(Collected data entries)
• • • • •
PR #716, opened 2026-05-22
✨ Add user account reconciliation

kernicPanel:
## Purpose

Port of suitenumerique/docs#1878 (with its follow-up fix 3399734a). Kept as
close as possible to docs to allow future factorization into django-lasuite.

For now, reconciliation requests are imported through CSV in the Django admin,
which sends confirmation emails to both addresses. When both are checked, the
actual reconciliation is processed, and Drive user-related references are
updated. The inactive account is deactivated, not deleted.

## Proposal

- New UserReconciliationCsvImport model to manage the import of reconciliation requests through a task (user_reconciliation_csv_import_job)
- New UserReconciliation model to store the reconciliation requests themselves (a row = an active_user/inactive_user pair)
  - On save, confirmation emails are sent to the users
- A process_reconciliation admin action processes the requested entries, if both emails have been checked
  - Bulk update ItemAccess, keeping the higher role when both users have access
  - Bulk update LinkTrace
  - Bulk update ItemFavorite
  - Bulk update Item.creator
  - Bulk update Invitation.issuer
  - Bulk update the is_active status on both users
- New USER_RECONCILIATION_FORM_URL env variable for the "make a new request" URL in an email
- New send_email() method on User, similar to the one on the Item model
- Public frontend confirmation pages for email validation, including the nginx rule required by Drive static export
- Dev: create_reconciliation_demo management command (make reconciliation-demo) to exercise the flow
- Unit and e2e tests

## Drive-specific vs docs

- No comment system in Drive: drops the Thread/Comment/Reaction transfers
- Also reassigns Item.creator and Invitation.issuer
- Invalidates the nb_accesses cache on bulk-deleted accesses


src/backend/core/models.py
```diff
@@ -324,6 +324,41 @@ def email_user(self, subject, message, from_email=None, **kwargs):
             raise ValueError("User has no email address.")
         mail.send_mail(subject, message, from_email, [self.email], **kwargs)
 
+    def send_email(self, subject, context=None, language=None):
+        """Generate and send email to the user from a template."""
+
+        if not settings.EMAIL_HOST:
+            logger.debug("EMAIL_HOST host is not set, skipping email sending")
```
lunika: IMO debug is not appropriate. I would use at least `info`

src/backend/core/migrations/0022_alter_item_numchild_and_more.py
```diff
@@ -0,0 +1,38 @@
+# Generated by Django 5.2.14 on 2026-05-21 12:03
+
+from django.db import migrations, models
+
+
+class Migration(migrations.Migration):
```
lunika, line 6: Should be removed.

src/backend/core/migrations/0023_userreconciliationcsvimport_userreconciliation.py
```diff
@@ -0,0 +1,57 @@
...
+import django.db.models.deletion
+import uuid
+from django.conf import settings
+from django.db import migrations, models
+
+
+class Migration(migrations.Migration):
+
+    dependencies = [
+        ('core', '0022_alter_item_numchild_and_more'),
```
lunika: This migration does not exists anymore.

src/backend/demo/management/commands/create_reconciliation_demo.py
```diff
@@ -0,0 +1,183 @@
...
+
+from django.conf import settings
+from django.core.management.base import BaseCommand, CommandError
+
+from core import factories, models
+
+DEFAULT_OUTPUT = "demo/reconciliation_demo.csv"
+# Active user = the demo dev user, which exists in the Keycloak realm so it can
+# be used to log in on the frontend and check the merged content.
+ACTIVE_EMAIL = "drive@drive.world"
```
lunika, line 15: This user is already present in the keycloak configuration file and can be used for test purpose. When using this command it can lead to an error saying that the user with this sub already exists. You can create another user or catch this error to ignore it.

lunika (approved):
• • • • •
**WORK TO COMPLETE**
When a line above contains the string "admin", copy that line.

**WORKED SOLUTION**
For now, reconciliation requests are imported through CSV in the Django admin,
- A process_reconciliation admin action processes the requested entries, if both emails have been checked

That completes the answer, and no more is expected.